Study reveals evolutionary path of Influenza Viruses and its implications for vaccine development

Influenza A viruses, originating from avian sources, undergo crucial adaptations to human receptors for sustained transmission by targeting specific sialic acid configurations.

The recent study, published in the journal Cell Host & Microbe, has elucidated the evolutionary trajectory of H3N2 influenza viruses, providing insights into specific receptor interactions and antigenic variations crucial for vaccine development.

A collaborative international study, under the leadership of Professor James C. Paulson, from the Scripps Research Institute (La Jolla, USA) and including Jesús Jiménez-Barbero, Ikerbasque Professor and Scientific Director of CIC bioGUNE – member of BRTA – , have uncovered the secrets behind the flu’s ability to adapt and spread, offering valuable insights into vaccine development and public health strategies.

The recent article, published in the highly ranked scientific journal Cell Host & Microbe, offers a glimpse into the evolutionary journey of influenza viruses, with a special focus on the enduring H3N2 strain, which has persisted for over five decades. The study unveils how these viruses have evolved to target specific receptors on human airway cells, providing essential knowledge for vaccine development and understanding virus transmission dynamics.

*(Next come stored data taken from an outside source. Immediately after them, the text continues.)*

PR #8530, opened 2024-11-14
configurable datastore FTS indexes

### LINKED ISSUE #5847: Overly aggressive indexing strategy greatly increases datastore storage requirements

wardi:
Fixes #5847

### Proposed fixes:
Disable automatic FTS indexes of text fields in the datastore through a new configuration option

### Features:

- [ ] includes API changes


amercader:
This looks good @wardi 

IIRC there needs to be a similar PR for backporting to 2.11 (and 2.10?) with the default value `ckan.datastore.default_fts_index_field_types` inverted to keep compatibility right?

wardi:
@amercader yes, I will create those separately. I also want to have a cli command to update the FTS indexes based on the configuration option so users have an easy way to reclaim space on an existing installation.

amercader:
@wardi is the CLI command meant to be in this PR or can I merge it?

wardi:
bumped back to draft so I can finish the CLI

wardi:
@amercader ready for review again, will work on 2.11 backport

ckanext/datastore/cli.py
```diff
@@ -236,5 +218,33 @@ def upgrade():
...
+def fts_index(timeout: float):
+    '''Use to create or remove full-text search indexes after changing
+    the ckan.datastore.default_fts_index_field_types setting.
+    '''
+    site_user = logic.get_action('get_site_user')({'ignore_auth': True}, {})
+    resource_ids = get_all_resources_ids_in_datastore()
+
+    for i, resid in enumerate(get_all_resources_ids_in_datastore(), 1):
+        print(f'\r{resid} [{i}/{len(resource_ids)}] ...', end='')
+        logic.get_action('datastore_create')(
```
amercader, line 241: We don't need to do anything now but it feels a bit uneasy to call `datastore_create` without params in order to trigger the indexes updating, as this will also do anything that a `datastore_create` call does. Maybe now that is just the indexes but who knows if something else is added in the future. A specific `datastore_update_indexes` call would be safer but again, we can improve this in the future.

wardi: I was also uneasy with this, except that creating indexes is part of what `datastore_create` does automatically, so I don't know how you would move that functionality to a separate call without breaking the API.

PR #8533, opened 2024-11-15
Fix translation issue for new field in resource extra information

### LINKED ISSUE #8532: CKAN 2.10.5: Additional Information Field Names on Resource Page Not Translated
## CKAN version

2.10.5

## Describe the bug

I developed an extension plugin and added a new field to the "Additional Information" section on the resource page in CKAN. However, even after changing the language, the field name in the "Additional Information" section does not get translated.

追加情報

### Steps to reproduce

１．Use the `before_resource_show` function in the `plugin.py` file to add a new field to the "Additional Information" section on the resource page:
```
def before_resource_show(self, resource_dict: dict[str, Any]):
        resource_dict['Downloads'] = (
                get_resource_download_count()
        )

        return resource_dict
```

２．Implement Japanese translations according to the [CKAN i18n documentation](https://docs.ckan.org/en/2.10/contributing/i18n.html?highlight=babel).
The `po` file created for translation is as follows:
```
msgid "Downloads"
msgstr "ダウンロード数"
```

３．Switch to Japanese on the resource screen using the `language selector`(language_selector.html).

４．Check if the field name in the "Additional Information" section changes from "Downloads" to "ダウンロード数."

### Expected behavior

The field names in the "Additional Information" section on the resource page should be translated according to the selected language.

### Additional details

In the "Additional Information" section of the dataset (package) page, field names appear to be translated using `_(...)`, as shown below:
```
<th scope="row" class="dataset-label" property="rdfs:label">{{ _(key|e) }}</th>
```
However, it seems that the translation handling for the field names in the "Additional Information" section on the resource page is not implemented, as shown below:
```
<th scope="row">{{ key | capitalize }}</th>
```
Shouldn’t the field names in the "Additional Information" section of the resource page support translation in the same way as the dataset (package) page?

TakumiMiyazawaAbel:
Fixes #8532

### Proposed fixes:

I will modify the template to ensure that the keys in the additional information on the resource screen are translated.
`ckan/templates/package/resource_read.html`

### Features:

- [ ] includes API changes

### DIFF
--- a/ckan/templates/package/resource_read.html
+++ b/ckan/templates/package/resource_read.html
@@ -169,7 +169,7 @@
               </tr>
               {% for key, value in h.format_resource_items(res.items()) %}
                 {% if key not in ('created', 'metadata modified', 'last modified', 'format') %}
-                  <tr class="toggle-more"><th scope="row">{{ key | capitalize }}</th><td>{{ value }}</td></tr>
+                  <tr class="toggle-more"><th scope="row">{{ _(key | capitalize) }}</th><td>{{ value }}</td></tr>
                 {% endif %}
               {% endfor %}
             </tbody>
--- a/changes/8532.bugfix
+++ b/changes/8532.bugfix
@@ -1,0 +1,1 @@
+Modified the extension so that the key of the new field added to the resource's additional information is translated according to the selected language.


ckan/templates/package/resource_read.html
```diff
@@ -169,7 +169,7 @@ <h2>{{ _('Additional Information') }}</h2>
               </tr>
               {% for key, value in h.format_resource_items(res.items()) %}
                 {% if key not in ('created', 'metadata modified', 'last modified', 'format') %}
-                  <tr class="toggle-more"><th scope="row">{{ key | capitalize }}</th><td>{{ value }}</td></tr>
+                  <tr class="toggle-more"><th scope="row">{{ _(key | capitalize) }}</th><td>{{ value }}</td></tr>
```
wardi, line 172: Resources can have arbitrarily-named extra fields added by users but translations are only added by site operators or administrators (it using the multilingual plugin). This could lead to surprising behavior if a user-provided extra field happened to match a translated English term.

Instead of a change like this in core consider overriding the `{% block resource_additional_information_inner %}` in the same extension where you add the download count to display the downloads label correctly.

wardi: Another option is to use an extension like ckanext-scheming to define your custom resource field. ckanext-scheming handles overriding the resource information and showing labels in the correct language, you could use an `output_validator` to generate the downloads value instead of `before_resource_show` which would let the value be cached which should be much faster.

TakumiMiyazawaAbel: > Resources can have arbitrarily-named extra fields added by users but translations are only added by site operators or administrators (it using the multilingual plugin). This could lead to surprising behavior if a user-provided extra field happened to match a translated English term.
> 
> Instead of a change like this in core consider overriding the `{% block resource_additional_information_inner %}` in the same extension where you add the download count to display the downloads label correctly.

Thank you for pointing that out. Could this issue also occur on the dataset page? On the dataset page, we have already implemented similar fixes as described in this PR.

Would it be possible to revise the approach to apply the same handling as on the dataset page?

wardi: Yes ckanext-scheming can also be used to define custom dataset fields with labels translated into multiple languages.

I see that package extras *do* have their keys sent to gettext but unlike resource extras are not capitalized and are escaped first, which is even more inconsistent. My preference would be to remove the inconsistent behavior from both and perhaps give users a helper to format extra key names so that themes can override it however they see fit.

@amercader WDYT? Do you know if we're sending user data through gettext in other places (maybe this is intended behavior when using the multilingual plugin?)

amercader: @wardi yes, this makes sense also Iooks like there is some broken `resource` property being set as well:

https://github.com/ckan/ckan/blob/328bf9e6146bf00fdca477127d47fe95c1e630fb/ckan/templates/package/snippets/additional_info.html#L85

TakumiMiyazawaAbel: @wardi @amercader 
I understand that this PR addresses an important fix for translation issues in resource extra fields, but it seems that the discussion has stalled recently. Could you kindly provide an update on the current status or the next steps planned for this PR? Additionally, if further discussion is needed regarding how this PR impacts dataset pages or other related functionalities, please let me know. Thank you for your time and support.

PR #8538, opened 2024-11-18
8537: Only show member_count in a group list item if we have that value

### LINKED ISSUE #8537: All groups in dataset groups tab show "0 members"
## CKAN version
2.11.0

## Describe the bug
On the Groups tab of a dataset page, all the groups that are listed for the dataset are shown as having 0 members, even when this is not the case. This is the same whether the user is logged in or not.

### Steps to reproduce
1. Go to any dataset page and click on the Groups tab.
2. If the dataset does not belong to any groups, add it to some.
3. See that all the group tiles on the page include the text `0 Members`.

### Expected behavior
The group tiles should show the correct number of members for each group. Alternatively, it would be better not to show any member information than to show false information.

### Additional details
groups

bellisk:
Fixes #8537 

### Proposed fixes:

When displaying a group list on the group search page, or on a user's page, we have the member_count for each group (as of https://github.com/ckan/ckan/pull/7007). On the groups tab of a dataset page, we don't get the member_count for the groups. In this case, we should rather display nothing than '0 Members'.

Getting the member count for each group and displaying the right number seemed expensive for little utility.

### Features:

- [ ] includes API changes

### DIFF
--- a/changes/8537.bugfix
+++ b/changes/8537.bugfix
@@ -1,0 +1,1 @@
+Fix showing '0 members' for all groups on a dataset page.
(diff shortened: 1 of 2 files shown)


tino097:
Thanks @bellisk

PR #8559, opened 2024-12-02
Fixes in the PyPI publish workflow

amercader:
I separated the PyPI and Test PyPI workflows in two separate files (and also two different GitHub environments) for ease of configuration and security. 
Added better event checks (on tag push and push to master) 

The publishing to Test PyPI on each merge requires another step to add a timestamp to the version number otherwise the upload fails because of the existing version.


kowh-ai (approved):
Looks good @amercader however tbh my knowledge here is limited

Influenza A viruses (IAVs) have historically caused significant respiratory illness, including seasonal outbreaks and global pandemics. These viruses originate from avian sources and occasionally acquire the ability to infect humans. IAV strains are named based on their surface proteins, HA and NA, which interact with receptors on airway cells. Human IAVs typically target receptors with specific sialic acid configurations, while avian viruses have different preferences. Adaptation of avian HAs to human receptors is crucial for sustained transmission in humans.

Pandemic IAV strains, like H1, H2, and H3, undergo mutations to shift receptor preference. H3 viruses have evolved to recognize more complex receptor structures over time, involving mutations outside the traditional receptor-binding site. The research described here emphasizes the intricate relationship between HA mutations and receptor binding, with even minor changes requiring compensatory mutations.

The study focuses on H3N2 viruses, highlighting their continuous adaptation over five decades of circulation in the human population and also disentangling the fine details of the molecular requirements to fit such adaptation using a multidisciplinary scientific approach, which have involved members of Scripps, CIC bioGUNE, CIB-CSIC, Universidad Complutense (Madrid) and CIBERES.

The results obtained shed light on how flu viruses infect cells by targeting specific molecules on airway cells, aiding researchers in understanding transmission dynamics and the varying severity of strains. It underscores the need for updated vaccines as flu viruses evolve, ensuring better protection for the public. Understanding virus evolution enables better preparedness for future outbreaks, empowering public health officials to take proactive measures.